Em 1997, foi produzido pelas instituições ligadas aos farmacêuticos, médicos e indústria farmacêutica, a nível Europeu (Common Position State Statement, 2 de Outubro de 1997), um documento que identifica como situações passíveis de automedicação a constipação, gripe, tosse, dor de garganta, rinite alérgica, feridas na cavidade oral, indigestão, obstipação, vómitos, diarreia, hemorróidas, queimaduras solares, verrugas, dores moderadas (cabeça ou muscular) e alguns problemas de pele.
O período para o qual se considera a automedicação como adequada não deve exceder 3-7 dias. Deve ser dedicada especial atenção às grávidas, mulheres que se encontram a amamentar, bebés e crianças.
O presente trabalho visa fornecer pistas para uma reflexão sobre a automedicação no concelho de Tondela, enquanto aspecto caracterizador da população concelhia.
Porque se trata de um tema objectivo de inesgotável reflexão, pois a automedicação é um processo integrante de um sistema complexo, com alguma incidência na sociedade actual, houve necessidade de delimitar o âmbito deste estudo em função de algumas variáveis.
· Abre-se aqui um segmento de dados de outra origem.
PR #2482, opened 2019-06-14
Dummy PR to test deploy speed

mook-as:
## Description

We seem to be getting slower at deploying SCF.  This is a dummy PR from a commit in April (just after 2.16.2) to check if it's faster with old code, or if it's something to do with the infrastructure.

## Test plan

This will run on Jenkins.

This should not be merged.


mook-as:
No longer relevant.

Por fim, e relativamente ao tipo de discurso que foi adoptado, tivemos presente, na medida do possível e sem prejuízo do rigor científico, facilitar a leitura/consulta do mesmo.
Amostra e método
Tendo em conta as variáveis em estudo, o modelo utilizado foi o descritivo.
O número total de entrevistas em análise foi de 296.
O estudo foi realizado pelas 26 freguesias do concelho de Tondela, sabendo que estas foram agrupadas em 6 classes tendo em conta o número total de indivíduos da população presente em cada freguesia, dados estes que foram recolhidos nos últimos censos (2001). Esta divisão permitiu-nos distribuir de forma ponderada os questionários.
Assim, à classe 1 pertencem as freguesias cujo número total de indivíduos é 570 e nestas foram realizados 8 inquéritos.
Na classe 2 inserem-se as freguesias cujo número total de indivíduos pertence ao intervalo [570, 950 [. Nestas foram distribuídos 10 inquéritos.
À classe 3 correspondem as freguesias cujo número total de indivíduos pertence ao intervalo [950, 1600 [, sabendo que nestas foram efectuados 12 inquéritos.
À classe 4 correspondem as freguesias cujo número total de indivíduos pertence ao intervalo [1600, 2100 [, nas quais foram realizados 14 inquéritos.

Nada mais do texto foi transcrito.